The merging of TMS with functional neuroimaging tools provides additional benefits. The concurrent use of TMS with PET, fMRI and EEG has already been demonstrated for the study of connectivity maps and the reactivity of the stimulated cortex [18,127,Publication VIII]. Likewise, MEG can give the location of specific cortical functional units in advance.

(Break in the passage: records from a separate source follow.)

PR #581, opened 2023-07-03
command: update misleading help descriptions

### LINKED ISSUE #555: `s5cmd` help is misleading
`s5cmd` help provides Examples:

  
```
Examples:
...
  06. Upload matching files to S3 bucket
     > s5cmd cp dir/*.gz s3://bucket/
...
```

But the above example does not work unless the text including the wildcard character (*) is enclosed with quotation marks.

This works instead:

```
Examples:
  06. Upload matching files to S3 bucket
     > s5cmd cp "dir/*.gz" s3://bucket/
```

denizsurmeli:
This PR updates the help messages for the commands that takes arguments containing wildcards. Since the expansion of wildcards are evaluated by the shell and not by the `s5cmd` beforehand, there is no way for app to prevent the expansion. We urge users to consider escaping from globbing by wrapping the related argument to quotes. Obviously, the escaping method can be different for every shell implementation. 

Fixes #555

### DIFF
--- a/command/cp.go
+++ b/command/cp.go
@@ -45,7 +45,7 @@ Examples:
 		 > s5cmd {{.HelpName}} s3://bucket/prefix/object.gz myobject.gz
 
 	03. Download all S3 objects to a directory
-		 > s5cmd {{.HelpName}} s3://bucket/* target-directory/
+		 > s5cmd {{.HelpName}} "s3://bucket/*" target-directory/
 
 	04. Download an S3 object from a public bucket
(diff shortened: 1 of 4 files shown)


sonmezonur (approved):

igungor:
@denizsurmeli congrats on your first PR!

We try to use `Fixes #ISSUE_NO` in a separate line, usually after the PR/commit description. Please check out https://docs.github.com/en/issues/tracking-your-work-with-issues/linking-a-pull-request-to-an-issue#linking-a-pull-request-to-an-issue-using-a-keyword.

seruman (approved):

Issue #541, opened 2023-01-12
Sync doesn't allow whitspaces in --cache-control


7rulnik:
I guess this is a problem with parsing and passing `--cache-control` option.

This example doesn't work:

```sh
s5cmd --dry-run sync --cache-control 'public, max-age=31536000, immutable' ./dist/selene-static/ s3://selene-static/selene-static-s5cmd/
```

But this one does:

```sh
s5cmd --dry-run sync --cache-control 'public,max-age=31536000,immutable' ./dist/selene-static/ s3://selene-static/selene-static-s5cmd/
```

And for `cp` command both variants work

PR #582, opened 2023-07-03
command: fix file overriding when download fails (#479)

### LINKED ISSUE #479: Local file is lost even if the download fails
### Issue & steps to reproduce
```
$ echo "Example text." > tmp
$ cat tmp
Example text.
$ s5cmd cp s3://nonexistentbucket/key tmp
ERROR "cp s3://nonexistentbucket/key tmp": InvalidAccessKeyId: The AWS Access Key Id you provided does not exist in our records. status code: 403, request id: PAYWDH7HHVPAHC8G, host id: cnI/cBhYZKKJ159f8mMs4KHOn1+jYtvfpYnXgMuKMRd9pZ10FBdi/cGuVxyr+iwrKbk2kP7Opx4=
$ cat tmp
cat: tmp: No such file or directory
```
We would expect the local file to remain untouched since the download operation did not even started.

### Proposed Solution
Instead of creating the file before the download request a custom [WriterAt](https://pkg.go.dev/io#WriterAt), which will create the file once the first write request came, can be used. Following snippets are going to change:
https://github.com/peak/s5cmd/blob/123b1c7fc9c614aa214a6795468fa140a38ad05e/command/cp.go#L511-L517
https://github.com/peak/s5cmd/blob/0431f503d99953e1809bf0e86d73750c0c1f561e/storage/fs.go#L208-L214

ahmethakanbesel:
Resolves #479 
Local files used to be overwritten even if downloads failed.
Solved it by creating a temporary file and renaming it with the original filename after completing the download successfully.

### DIFF
--- a/command/cp.go
+++ b/command/cp.go
@@ -545,12 +545,12 @@ func (c Copy) doDownload(ctx context.Context, srcurl *url.URL, dsturl *url.URL) 
 		}
 		return err
 	}
-	defer file.Close()
 
 	if c.deleteSource {
 		_ = srcClient.Delete(ctx, srcurl)
 	}
 
+	file.Close()
 	os.Rename(tempurl.Absolute(), dsturl.Absolute())
 
 	msg := log.InfoMessage{
--- a/command/cp.go
+++ b/command/cp.go
@@ -549,7 +549,10 @@ func (c Copy) doDownload(ctx context.Context, srcurl *url.URL, dsturl *url.URL) 
 		_ = srcClient.Delete(ctx, srcurl)
 	}
 
-	dstClient.Rename(file, dsturl.Absolute())
+	err = dstClient.Rename(file, dsturl.Absolute())
+	if err != nil {
+		return err
+	}
 
 	msg := log.InfoMessage{
 		Operation:   c.op,
--- a/command/cp.go
+++ b/command/cp.go
@@ -528,7 +528,9 @@ func (c Copy) doDownload(ctx context.Context, srcurl *url.URL, dsturl *url.URL) 
 		return err
 	}
 
-	file, err := dstClient.Create(dsturl.Absolute())
+	var tempurl = *dsturl
+	tempurl.Path = tempurl.Path + ".tmp"
+	file, err := dstClient.Create(tempurl.Absolute())
 	if err != nil {
 		return err
 	}
@@ -537,9 +539,9 @@ func (c Copy) doDownload(ctx context.Context, srcurl *url.URL, dsturl *url.URL) 
 	if err != nil {
 		// file must be closed before deletion
 		file.Close()
-		dErr := dstClient.Delete(ctx, dsturl)
+		dErr := dstClient.Delete(ctx, &tempurl)
 		if dErr != nil {
-			printDebug(c.op, dErr, srcurl, dsturl)
+			printDebug(c.op, dErr, srcurl, &tempurl)
 		}
 		return err
 	}
@@ -548,6 +550,8 @@ func (c Copy) doDownload(ctx context.Context, srcurl *url.URL, dsturl *url.URL) 
 	if c.deleteSource {
 		_ = srcClient.Delete(ctx, srcurl)
 	}
+
+	os.Rename(tempurl.Absolute(), dsturl.Absolute())
 
 	msg := log.InfoMessage{
 		Operation:   c.op,
--- a/command/cp.go
+++ b/command/cp.go
@@ -5,12 +5,10 @@ import (
 	"errors"
 	"fmt"
 	"io"
-	"math/rand"
 	"mime"
 	"net/http"
 	"os"
 	"path/filepath"
-	"strconv"
 	"strings"
 
 	"github.com/hashicorp/go-multierror"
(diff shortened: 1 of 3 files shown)


sonmezonur (dismissed):

sonmezonur:
@ahmethakanbesel Thanks for your PR. Could you please link your PR to the issue? (when PR merged it will automatically close the referenced issue) ([docs](https://docs.github.com/en/issues/tracking-your-work-with-issues/linking-a-pull-request-to-an-issue#linking-a-pull-request-to-an-issue-using-a-keyword))

command/cp.go
```diff
@@ -528,7 +528,9 @@ func (c Copy) doDownload(ctx context.Context, srcurl *url.URL, dsturl *url.URL)
 		return err
 	}
 
-	file, err := dstClient.Create(dsturl.Absolute())
+	var tempurl = *dsturl
+	tempurl.Path = tempurl.Path + ".tmp"
+	file, err := dstClient.Create(tempurl.Absolute())
```
sonmezonur, line 533: if the file (`$file.tmp`) exists (somehow, probably won't happen), the command will fail. Could you please try to use `ioutil.Tempfile()` which also handles file name collisions?

seruman: +1, this would also keep users's cwd clean.

command/cp.go
```diff
@@ -528,7 +528,9 @@ func (c Copy) doDownload(ctx context.Context, srcurl *url.URL, dsturl *url.URL)
 		return err
 	}
 
-	file, err := dstClient.Create(dsturl.Absolute())
+	dstPath := filepath.Dir(dsturl.Absolute())
+	dstFile := filepath.Base(dsturl.Absolute())
+	file, err := dstClient.CreateTemp(dstPath, dstFile)
```
sonmezonur, line 533:
```suggestion
	file, err := dstClient.CreateTemp("", dstFile)
```

lets do not give any path to keep cwd clean as @seruman suggested

command/cp.go
```diff
@@ -537,18 +539,20 @@ func (c Copy) doDownload(ctx context.Context, srcurl *url.URL, dsturl *url.URL)
...
 		return err
 	}
-	defer file.Close()
 
 	if c.deleteSource {
 		_ = srcClient.Delete(ctx, srcurl)
 	}
 
+	file.Close()
+	dstClient.Rename(file, dsturl.Absolute())
```
sonmezonur, line 554: Please handle error case

command/cp.go
```diff
@@ -537,18 +539,20 @@ func (c Copy) doDownload(ctx context.Context, srcurl *url.URL, dsturl *url.URL)
...
 		}
 		return err
 	}
-	defer file.Close()
 
 	if c.deleteSource {
 		_ = srcClient.Delete(ctx, srcurl)
 	}
 
+	file.Close()
```
sonmezonur, line 553: we are closing the file for both error and success cases. can we move this block after this line?https://github.com/peak/s5cmd/blob/15fdef5620567a1ec379ce024d0cb10985d72d33/command/cp.go#L538

thus we can remove line #541

```go
       size, err := srcClient.Get(ctx, srcurl, file, c.concurrency, c.partSize)
       // close after read
       file.Close()

       if err != nil {
		// file must be closed before deletion
		dErr := dstClient.Delete(ctx, &url.URL{Path: file.Name(), Type: dsturl.Type})
		if dErr != nil {
			printDebug(c.op, dErr, srcurl, dsturl)
		}
		return err
	}
```

command/cp.go
ahmethakanbesel: Creating the temporary file in cwd can improve performance when the temp folder and target path are on different drives or partitions. Otherwise, it will need to make a copy of the temp file, which can take a long time for large files.

command/cp.go
ahmethakanbesel: Do we really need to handle file closing errors? The rest of the code doesn't handle errors for `file.Close()`. If I do, it will look like this:

```code
size, err := srcClient.Get(ctx, srcurl, file, c.concurrency, c.partSize)
err2 := file.Close()
if err2 != nil {
	return err2
}
if err != nil {
	dErr := dstClient.Delete(ctx, &url.URL{Path: file.Name(), Type: dsturl.Type})
	if dErr != nil {
		printDebug(c.op, dErr, srcurl, dsturl)
	}
	return err
}
```

command/cp.go
ahmethakanbesel: Yes, we can call `file.Close()` only once. I will move it to below of that line.

command/cp.go
sonmezonur: Not need to handle closing errors better to handle `Rename()`.

sonmezonur (dismissed):

e2e/cp_test.go
```diff
@@ -4140,3 +4140,32 @@ func TestDeleteFileWhenDownloadFailed(t *testing.T) {
...
+	defer workdir.Remove()
+
+	// It is going try downloading a nonexistent file from the s3 so it will fail.
+	// In this case we don't expect to have a local file will be overwritten.
+	cmd := s5cmd("cp", "s3://"+bucket+"/"+filename, filename)
+	result := icmd.RunCmd(cmd, withWorkingDir(workdir))
+
+	result.Assert(t, icmd.Expected{ExitCode: 1})
+
+	// assert local filesystem does not have the inital file
```
ilkinulas, line 4168:
```suggestion
	// assert initial file is untouched
```

ilkinulas (approved):

sonmezonur (approved):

Multichannel TMS [64], theoretically examined in Publication VII, refers to the use of multiple independently controlled stimulating coils. It has a number of advantages over stimulation with one coil, offering an alternative solution for stereotactic TMS. One can stimulate multiple loci in one shot, or with short delay between the pulses. The operator can also alleviate the nuisance caused by the activation of undesired structures by suppressing the field at selected locations. Moreover, it is possible to quickly scan brain regions since the coils need not to be moved during scanning. The use of multiple coils improves the mapping resolution since the stimulating field can be made more concentrated. The shaping of the field can be effectively solved using the MNE procedure described in Publication VII and chapter 3.1.2.

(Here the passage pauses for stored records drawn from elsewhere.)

PR #432, opened 2024-01-29
Add Zawrs extension tests

ved-rivos:

## Description

> Add Zawrs extension test.

### Related Issues

> NA

- [x] Ratified
- [ ] Unratified

### List Extensions

> https://github.com/riscv/riscv-zawrs

### Reference Model Used

- [X] SAIL
- [ ] Spike

### Mandatory Checklist:

### Optional Checklist:

  - [X] Were the tests hand-written/modified ?


allenjbaum (commented):
I would add a bit more coverage to ensure this is doing the right thing, e.g. read the INSTRET CSR before and after and see that it incremented by the proper amount.
You could be tricky and, in the timeout cases, check mtime or cycles and see that they at least incremented (the timeout should be provided to the test in terms of cycles (probably) and the test should check that it incremented by more than one, for example.

Silabs-ArjanB:
> You could be tricky and, in the timeout cases, check mtime or cycles and see that they at least incremented (the timeout should be provided to the test in terms of cycles (probably) and the test should check that it incremented by more than one, for example.

The Zawrs specifies its wrs.sto referring to an _implementation-define short timeout_. You cannot assume that _cycles_ is incrementing during that timeout (it might for example be clock gated as is allowed for WFI implementations) and also _mtime_ might not increase.

ved-rivos:
That is right. Adding such checks to the ACT will go beyond what architecture compatibility requires.

allenjbaum:
Well, not really. We expect DUT to provide a number in terms of
instructions retired or cycles or mtime, guaranteed to be larger than the
timeout,
and we can check that no interrupt has occurred when we inject an interrupt
after that time. The test pass criteria is a function of that number that
is provided to the test,
but that condition is true for a lot of tests with implementation defined
parameters.

jordancarlin:
#1745 adds Zawrs tests to the ACT4 framework. They cover everything this PR covers (plus many additional things). Thanks for the initial work on this. Closing this one.

PR #439, opened 2024-02-26
Atomic extension LR/SC tests and coverpoints

maarij-10xe:
- [x] Ratified
- [ ] Unratified

### Reference Model Used
- [x] SAIL
- [ ] Spike

### Mandatory Checklist:
  - [x] Ran the new tests on RISCOF in [coverage mode](https://drive.google.com/drive/folders/14LSkJ1vH9ygq1qCN95nIsEv80CUjoIpg?usp=sharing)
  - [x] Link to Google-Drive folder containing the new [coverage reports](https://drive.google.com/drive/folders/136KrrsVS7snWDmYWznggU60gc9lmiuRO?usp=sharing)
  - [x] Link to PR in RISCV-ISAC from which the reports were generated : [RISCV-ISAC PR#80](https://github.com/riscv-software-src/riscv-isac/pull/80)

### Optional Checklist:


UmerShahidengr:
@allenjbaum please review this PR when you are free. It is completed from our side but it has been stalled for a few weeks

davidharrishmc:
A few thoughts reviewing the PR visually.

I don't see these tests writing to signature memory.  How do we know if they failed or succeeded?

There are no lr.w and sc.w instructions tested on RV64, even though the ISA should support these.

Many of the tests try to write a 0 value to memory to prove that memory changed.  0 is special number and might have been written by an incorrect implementation.  Would it be safer to write a random number rather than 0?

allenjbaum (changes requested):
As with all test that involve storing to  memory, the write to memory should either be directly to the signature area, or should be re-read from whereever it is stored and written to the signature region. Storing directly to the signature area is the preferred method. 
In addition, the store conditional updates a destination register, and that must be stored into the signature as well. The RVTEST_SIGUPD macro should be used (unless you are storing non contiguous addresses)
These tests only load/store from the data region, which isn't acceptable. Storing a changing value (rather than zero)  is preferred (e.g. an incrementing value is fine).

A constrained loop must " exclude loads, stores, backward jumps, taken backward branches, JALR, FENCE, and SYSTEM instructions" and the compressed extension equivalents. Because we can't predict whether an implementation will pass or fail with an unconstrained loop, we are forced to only test with those constraints .These tests will need to be rewritten to exclude those and also be 16 instructions long ( I think those 16 instructions include both the LR and the SC, and any backwards branch for retry - and we shouldn't test anything longer than that because implementations are allowed to succeed.  Also, we shouldn't expect that SCs to a different address or length (in the same reservation set) will fail - they are allowed to succeed, so can't test those either.


Note that after each loop, the  SC should attempt to store into a different signature word, as should the Rd register.  I think this means that if the loop contains a store to something outside the reservation set, we don't know if will pass or fail, so we can't test that - but we can test something that is to the same reservation set and see that it fails.
Let's meet and talk about these tests

UmerShahidengr:
These tests need rewriting, will be assigned to somebody soon.

jamesbeyond:
ACT repository have been updated `act4` as the default branch,  ACT4 have the tests for Atomic extension LR/SC covered already. So this PR can be closed. Thanks for your contribution.

PR #464, opened 2024-05-17
Cleanup

Abdulwadoodd:

## Description

- fli.* tests got selected by the RISCOF even if `zfa` extension is not included in the ISA string in yaml configuration file. RVTEST_CASE macro is updated to check for `zfa` extension in the ISA string to select the test.
- If DUT is configured for RV32, RISCOF tries to select and throws an error for most of `rv64i_m/D_Zfa` and `rv64i_m/F_zfa` tests that says `tests selected without enabling the appropriate extensions`. These tests are for RV64 - hence RVTEST_CASE macro is updated to check for RV64 in ISA string to select these tests.
- Empty in one of the macros inside test_macros.h results in scary assembler warnings. so removed those spaces.

:warning: It is important to note that the fixes in RVTEST_CASE macro for Zfa tests are not pulled in the corresponding cgf files. If the tests are generated from these GCF files again, they will have the same issues again. The best is to fix those cgf files or there should be an issue with open tracking (but I'm not sure where, either in riscv-arch-test or riscv-ctg?)

### DIFF
--- a/CHANGELOG.md
+++ b/CHANGELOG.md
@@ -1,5 +1,9 @@
 # CHANGELOG
 
+## [3.9] - 2024-05-17
+- Cleanup: Fix RVTEST_CASE macros for Zfa tests.
+- Fix warning assembler warning message from test_macros.h
+
 ## [3.8.20] - 2024-05-08
 - Updated the Zcmop extension
 - Add Zimop extension.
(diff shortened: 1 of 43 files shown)


allenjbaum (commented):
This fixes an issue we discussed. Thanks for not regenerating all the tests! We can see exactly the exact same change in every test.

allenjbaum (approved):
As I said earlier, this fixes an issue we discussed. We can see exactly the exact same change in every test, and a fix that removes a warning. Thanks for not regenerating all the tests!

Abdulwadoodd:
Thanks Allen, for the review and merge!

PR #469, opened 2024-06-09
Updated Trap Handler

UmerShahidengr:
This PR is coauthored by @allenjbaum, trap handler file (arch_tests.h) has the following changes:
- converted one of the CANARY words to a delta instret count (there is a variable that will enable that)
- converted CODE/DATA/SIG_BEGIN/END to include all the little incidental code, so the tests template improves
- minor bug fixes to the trap handler in the cases of traps delegated to S-mode with virtualization enabled.
- rewrote the identity map macro. The macro now takes 3 parameters: BASE, LVLS, PERMS and generates a page of PTE entries with the most significant PPN counting from 0..511 (or 1023 if RV32). The macro takes into account the 2 different PTE formats, based on  XLEN. Whereever the macro is used, it defaults BASE to 0 (so VA==PA) and uses ALL_PERMS


allenjbaum (approved):
This passed Sail vs. Spike, so it should be good to go.

allenjbaum (dismissed):
This passed the Sail vs. Spike tests, so it should be good to go

jamesbeyond (approved):
Reviewed in the ACT SIG meeting, good to go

Publication VII analysed the properties of multichannel TMS; Fig. 7 shows some of the results. Coil size is an important factor that determines the focality and the power required to obtain a given stimulation intensity; the number of coils is less important, yet significant. The focality depends
on the location of the target point with respect to the coils, being the best below points where the coils touch each other. Multichannel TMS can clearly improve the focality; with the present commercial single-coil devices the focality is 10-15 cm2, while levels of a few cm2 are attainable with multiple small coils. The focality is improved at the cost of increased power consumption.

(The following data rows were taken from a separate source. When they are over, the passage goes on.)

PR #473, opened 2024-06-11
Fixed reversed order of Zicboz and Zicsr in macros for cbo.zero

davidharrishmc:

## Description

### Related Issues

- [x] Ratified
- [ ] Unratified

### List Extensions

### Reference Model Used

- [ ] SAIL
- [x] Spike

### Mandatory Checklist:

### Optional Checklist:

### DIFF
--- a/riscv-test-suite/rv32i_m/CMO/src/cbo.zero-01.S
+++ b/riscv-test-suite/rv32i_m/CMO/src/cbo.zero-01.S
@@ -20,7 +20,7 @@
 // 
 #include "model_test.h"
 #include "arch_test.h"
-RVTEST_ISA("RV32IZicsr_Zicboz")
+RVTEST_ISA("RV32IZicboz_Zicsr")
 
 .section .text.init
 .globl rvtest_entry_point
@@ -30,7 +30,7 @@ RVTEST_CODE_BEGIN
 
 #ifdef TEST_CASE_1
 
-RVTEST_CASE(0,"//check ISA:=regex(.*32.*I.*Zicsr.*Zicboz.*);def TEST_CASE_1=True;",cbozero)
+RVTEST_CASE(0,"//check ISA:=regex(.*32.*I.*Zicboz.*Zicsr.*);def TEST_CASE_1=True;",cbozero)
 
 RVTEST_SIGBASE(x2,signature_x2_1)
 
--- a/riscv-test-suite/rv64i_m/CMO/src/cbo.zero-01.S
+++ b/riscv-test-suite/rv64i_m/CMO/src/cbo.zero-01.S
@@ -20,7 +20,7 @@
 // 
 #include "model_test.h"
 #include "arch_test.h"
-RVTEST_ISA("RV64IZicboz")
+RVTEST_ISA("RV64IZicboz_Zicsr")
 
 .section .text.init
 .globl rvtest_entry_point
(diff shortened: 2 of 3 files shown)


davidharrishmc:
Note that Sail does not yet support cbo.zero, so Sail throws an illegal instruction exception when attempting to simulate it during riscof compilation.  Consequently I have been unable to full test this.  However, it should fix the problem Tim Hutt raised about the commit.

https://github.com/riscv-non-isa/riscv-arch-test/commit/e3c5471f58573ea99cd282197251e7c453ba1696#r143001732

riscv-test-suite/rv32i_m/CMO/src/cbo.zero-01.S
```diff
@@ -20,7 +20,7 @@
 // 
 #include "model_test.h"
 #include "arch_test.h"
-RVTEST_ISA("RV32IZicsr_Zicboz")
+RVTEST_ISA("RV32IZicboz_Zicsr")
```
Timmmm, line 23: This is inconsistent with the other file. I couldn't work out exactly what this macro does but they should probably be consistent at least.

Timmmm (changes requested):
Thanks!

I have a PR to add cbo.zero support to Sail here if you want to test it:

https://github.com/riscv/sail-riscv/pull/455

However I'd say it's not necessary for you to test it - I made the same changes locally and it selects the test now & passes. (I would have made a PR but you were faster than our PR approval process!)

riscv-test-suite/rv32i_m/CMO/src/cbo.zero-01.S
UmerShahidengr: This macro is used to select the test from the test pool, both combinations `RV32IZicsr_Zicboz` and `RV32IZicboz_Zicsr` are doing the same thing, so this order does not matter for the case of `Zicboz`. I would recommend updating the RVTEST_ISA string for RV64 test as well. It will be good to go after updating the same line in RV64 variant of the test.

UmerShahidengr: I have done the modifications, now this one is good to go.

UmerShahidengr (approved):

UmerShahidengr:
@jamesbeyond please have a look at it, this one is good to go, so you may merge this one

Timmmm (approved):
Thanks!

riscv-test-suite/rv64i_m/CMO/src/cbo.zero-01.S
davidharrishmc, line 1: I added Zicsr to the RV64 cbo.zero RVTEST_ISA string for consistency with the other tests per @UmerShahidengr 's comment.

I'm not the author of cbo.  It appears that the cbo tests don't use CSRs and that the Zicsr would likely be unnecessary.  I believe somebody from my team had experimented with that months ago and presumably removed the Zicsr in just this case, but I agree that it is better to be consistent.  It's hard to envision a system with caches but no CSRs, so Zicsr is likely harmless, and if the tests are ever generalized to non-machine mode, Zicsr will be nessary to support menvcfg and the other modes.

@liweiwei90 was the original author of PR #226 with cbo.zero tests.  I will defer to the author if they decide to remove Zicsr from cbo.zero at a later point. If so, I think it should come out of RVTEST_ISA and RVTEST_CASE for both rv32i_m and rv64i_m.

jamesbeyond (approved):
LGTM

Figure 7. Left: Focality of cap-shaped array as function of number of coils n. Coil diameter is between 15 and 40 mm. Right: Normalised power required to induce a given peak value of E. Adapted from Publication VII.
Multichannel TMS can also be used to produce sham stimulation by selecting the coil currents so that the electric field induced in the brain is small, but the subjective sensations due to scalp stimulation and coil click can be predicted to be similar to real TMS [147].
The main drawback of multichannel TMS is that it is much more expensive than computer-assisted stereotactic TMS with one coil. This is because the power electronics design as well as the power source and mechanical construction are more complicated.
The brain’s electrical activity related with the TMS pulse can be detected with EEG [2,32,84,97,151]. The EEG amplifiers are, however, prone to external disturbance and in the studies cited the recording of the EEG to TMS has been possible only using 2 to 3 electrodes located so that the disturbance from the TMS pulse is little.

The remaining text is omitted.